▸ **Stored dataset items**
■ ■ ■ ■ ■ ■ ■

PR #15, opened 2020-04-06
Add more tool functionality including blacklist

atheurer:
-blacklist in a tool's config ensures tools are not run
 on a client/server (the default location)
-whitelist in a tool's config ensures tools are run somehwere
 other than a client/server (a collector, of which the
 endpoint is responsible to running)
-tool data is organized in per-tool directories
-tool commands are broekn out by collector and cmd files
 have tool labels (sysstat: <start-cmd>)
-when specifying a container image all of "endpoint-run" is not
 copied, and only "client-server-script" is copied
-use $cs_label instead of $cs_id to mean "<client/server>->id>"
-update the tool config schema to recognize the k8s
 endpoint (instead of rhocp).


endpoints/k8s/k8s
```diff
@@ -383,7 +383,7 @@ while read line; do
             exit_error "Exiting: exit code 2 (timeout) from roadblock iteration $iter, sample $samp"
         fi
     done
-done < "$rickshaw_run_dir/client-server-bench-commands/client-1"
+done < "$rickshaw_run_dir/bench-cmds/client/1"
```
k-rister, line 386: The hardcoding of "1" seems curious here.  I guess I missed this in the previous set of K8S patches.  Why is it hardcoded?

endpoints/local/local
```diff
@@ -348,7 +350,7 @@ while read line; do
             exit_error "Exiting: exit code 2 (timeout) from roadblock iteration $iter, sample $samp"
         fi
     done
-done < "$rickshaw_run_dir/client-server-bench-commands/client-1"
+done < "$rickshaw_run_dir/bench-cmds/client/1"
```
k-rister, line 353: Again, "1" hardcoded.

client-server-script
```diff
@@ -27,7 +27,7 @@ function do_roadblock() {
     local cmd=""
     cmd="$cmd /usr/bin/roadblock.py --role=follower --redis-server=$roadblock_server"
     cmd="$cmd --timeout=$timeout --redis-password=$roadblock_passwd"
-    cmd="$cmd --uuid=$roadblock_id:$label --follower-id=$cs_id $extra"
+    cmd="$cmd --uuid=$roadblock_id:$label --follower-id=$cs_label $extra"
```
k-rister, line 30: I don't care one way or the other, but I'm just curious what the reasoning behind this change in variable name was (especially since it's so pervasive in this PR).  Is this indicative of some issue you were trying to resolve?

atheurer: I am just trying to avoid confusion as to what cs_id means vs cs_label.  An "id" is  just the number while label is the $type-$id, like client-1.  When first writing this I did not need to use just the id (1, 2..) but now I do in some places.

endpoints/k8s/k8s
atheurer: It is hardcoded as 1 because it does not matter which client's file it uses as long as the file is there.  Client "1" is guaranteed to be there.

endpoints/local/local
atheurer: same as above

client-server-script
k-rister: ack

endpoints/k8s/k8s
k-rister: ack, makes sense

endpoints/local/local
k-rister: ditto

PR #17, opened 2020-04-20
Require bench server both start and stop

atheurer:
-A bit more reliable than assuming server start script creates a pid file
-Also fix for RS_CS_LABEL assignment
-Also come debug code for running workshop


atheurer:
There are some minor fixes and info output here and there

Issue #71, opened 2020-08-24
Don't start tool pods for masters if masters are not detected


atheurer:
Should seem pretty obvious, but k8s is trying to start pods for an empty list of masters and fails.  Don't do this.

k-rister:
Why is the masters list empty?

atheurer:
See https://github.com/perftool-incubator/rickshaw/issues/70

atheurer:
Fixed with PR #72

Issue #70, opened 2020-08-24
Use -o json when using 'kubectl get' to get more reliable output


atheurer:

■ ■ ■ ■ ■ ■ ■

▸ **Work request**
Take the entries and copy them out exactly.

▸ **Answer box**
PR #15, opened 2020-04-06
Add more tool functionality including blacklist

atheurer:
-blacklist in a tool's config ensures tools are not run
 on a client/server (the default location)
-whitelist in a tool's config ensures tools are run somehwere
 other than a client/server (a collector, of which the
 endpoint is responsible to running)
-tool data is organized in per-tool directories
-tool commands are broekn out by collector and cmd files
 have tool labels (sysstat: <start-cmd>)
-when specifying a container image all of "endpoint-run" is not
 copied, and only "client-server-script" is copied
-use $cs_label instead of $cs_id to mean "<client/server>->id>"
-update the tool config schema to recognize the k8s
 endpoint (instead of rhocp).


endpoints/k8s/k8s
```diff
@@ -383,7 +383,7 @@ while read line; do
             exit_error "Exiting: exit code 2 (timeout) from roadblock iteration $iter, sample $samp"
         fi
     done
-done < "$rickshaw_run_dir/client-server-bench-commands/client-1"
+done < "$rickshaw_run_dir/bench-cmds/client/1"
```
k-rister, line 386: The hardcoding of "1" seems curious here.  I guess I missed this in the previous set of K8S patches.  Why is it hardcoded?

endpoints/local/local
```diff
@@ -348,7 +350,7 @@ while read line; do
             exit_error "Exiting: exit code 2 (timeout) from roadblock iteration $iter, sample $samp"
         fi
     done
-done < "$rickshaw_run_dir/client-server-bench-commands/client-1"
+done < "$rickshaw_run_dir/bench-cmds/client/1"
```
k-rister, line 353: Again, "1" hardcoded.

client-server-script
```diff
@@ -27,7 +27,7 @@ function do_roadblock() {
     local cmd=""
     cmd="$cmd /usr/bin/roadblock.py --role=follower --redis-server=$roadblock_server"
     cmd="$cmd --timeout=$timeout --redis-password=$roadblock_passwd"
-    cmd="$cmd --uuid=$roadblock_id:$label --follower-id=$cs_id $extra"
+    cmd="$cmd --uuid=$roadblock_id:$label --follower-id=$cs_label $extra"
```
k-rister, line 30: I don't care one way or the other, but I'm just curious what the reasoning behind this change in variable name was (especially since it's so pervasive in this PR).  Is this indicative of some issue you were trying to resolve?

atheurer: I am just trying to avoid confusion as to what cs_id means vs cs_label.  An "id" is  just the number while label is the $type-$id, like client-1.  When first writing this I did not need to use just the id (1, 2..) but now I do in some places.

endpoints/k8s/k8s
atheurer: It is hardcoded as 1 because it does not matter which client's file it uses as long as the file is there.  Client "1" is guaranteed to be there.

endpoints/local/local
atheurer: same as above

client-server-script
k-rister: ack

endpoints/k8s/k8s
k-rister: ack, makes sense

endpoints/local/local
k-rister: ditto

PR #17, opened 2020-04-20
Require bench server both start and stop

atheurer:
-A bit more reliable than assuming server start script creates a pid file
-Also fix for RS_CS_LABEL assignment
-Also come debug code for running workshop


atheurer:
There are some minor fixes and info output here and there

Issue #71, opened 2020-08-24
Don't start tool pods for masters if masters are not detected


atheurer:
Should seem pretty obvious, but k8s is trying to start pods for an empty list of masters and fails.  Don't do this.

k-rister:
Why is the masters list empty?

atheurer:
See https://github.com/perftool-incubator/rickshaw/issues/70

atheurer:
Fixed with PR #72

Issue #70, opened 2020-08-24
Use -o json when using 'kubectl get' to get more reliable output


atheurer:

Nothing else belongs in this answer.